*** Information supplied

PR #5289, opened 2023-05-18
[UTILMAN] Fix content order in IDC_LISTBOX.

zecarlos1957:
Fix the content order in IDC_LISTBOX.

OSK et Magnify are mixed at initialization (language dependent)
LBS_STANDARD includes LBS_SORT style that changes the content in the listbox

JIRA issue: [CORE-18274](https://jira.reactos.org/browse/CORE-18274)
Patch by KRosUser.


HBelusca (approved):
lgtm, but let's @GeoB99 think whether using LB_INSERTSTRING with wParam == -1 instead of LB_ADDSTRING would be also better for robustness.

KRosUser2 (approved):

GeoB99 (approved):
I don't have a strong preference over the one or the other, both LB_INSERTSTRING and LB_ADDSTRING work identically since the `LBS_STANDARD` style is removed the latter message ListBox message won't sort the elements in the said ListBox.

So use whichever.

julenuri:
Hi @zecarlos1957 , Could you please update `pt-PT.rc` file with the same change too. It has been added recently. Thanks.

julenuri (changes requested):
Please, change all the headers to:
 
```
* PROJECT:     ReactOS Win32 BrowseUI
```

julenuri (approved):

******

Task details :: Exactly as shown above, return all of the entries.

Your response ::
PR #5289, opened 2023-05-18
[UTILMAN] Fix content order in IDC_LISTBOX.

zecarlos1957:
Fix the content order in IDC_LISTBOX.

OSK et Magnify are mixed at initialization (language dependent)
LBS_STANDARD includes LBS_SORT style that changes the content in the listbox

JIRA issue: [CORE-18274](https://jira.reactos.org/browse/CORE-18274)
Patch by KRosUser.


HBelusca (approved):
lgtm, but let's @GeoB99 think whether using LB_INSERTSTRING with wParam == -1 instead of LB_ADDSTRING would be also better for robustness.

KRosUser2 (approved):

GeoB99 (approved):
I don't have a strong preference over the one or the other, both LB_INSERTSTRING and LB_ADDSTRING work identically since the `LBS_STANDARD` style is removed the latter message ListBox message won't sort the elements in the said ListBox.

So use whichever.

julenuri:
Hi @zecarlos1957 , Could you please update `pt-PT.rc` file with the same change too. It has been added recently. Thanks.

julenuri (changes requested):
Please, change all the headers to:
 
```
* PROJECT:     ReactOS Win32 BrowseUI
```

julenuri (approved):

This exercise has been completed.